*** Opening Extracted records ***
PR #1594, opened 2025-10-20
sign with sigstore-go instead of cosign

spencerschrock:
This is in anticipation of Rekor v2, which will cause problems with the
current way we verify results in the webapp. In order to verify with
sigstore-go in the webapp,  we also need the bundle, so send that over
to the webapp.

Configuration was based on sigstore-go's signing example:
    
https://github.com/sigstore/sigstore-go/blob/b48a7c15af434de768f6db5d729a9aadafab5060/examples/sigstore-go-signing/main.go

As an added benefit, this drops binary size from 111MiB to 69MiB


signing/signing.go
```diff
@@ -202,15 +198,76 @@ func postResults(endpoint *url.URL, payload []byte) error {
 	return nil
 }
 
-func extractTlogIndex(bundlePath string) (int64, error) {
-	contents, err := os.ReadFile(bundlePath)
+func extractTlogIndex(bundle *protobundle.Bundle) (int64, error) {
+	// what does multiple tlog entries mean?
```
cmurphy: You would have multiple entries if you submitted the record to multiple logs, for instance if `root.SelectServices()` for rekor returned multiple logs from the signing config.

cmurphy (approved):
This looks good to me from a sigstore-go perspective, it matches with the example usage. Glad to see sigstore-go being used instead of cosign for this use case.

cmurphy (approved):

carloscanutocosta (approved):

carloscanutocosta (approved):

carloscanutocosta (approved):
*** Closing Extracted records ***
Transcribe exactly, starting at the line with "signing/signing.go" and continuing through the last line of the data above; leave out all earlier lines.

Response to this exercise:
signing/signing.go
```diff
@@ -202,15 +198,76 @@ func postResults(endpoint *url.URL, payload []byte) error {
 	return nil
 }
 
-func extractTlogIndex(bundlePath string) (int64, error) {
-	contents, err := os.ReadFile(bundlePath)
+func extractTlogIndex(bundle *protobundle.Bundle) (int64, error) {
+	// what does multiple tlog entries mean?
```
cmurphy: You would have multiple entries if you submitted the record to multiple logs, for instance if `root.SelectServices()` for rekor returned multiple logs from the signing config.

cmurphy (approved):
This looks good to me from a sigstore-go perspective, it matches with the example usage. Glad to see sigstore-go being used instead of cosign for this use case.

cmurphy (approved):

carloscanutocosta (approved):

carloscanutocosta (approved):

carloscanutocosta (approved):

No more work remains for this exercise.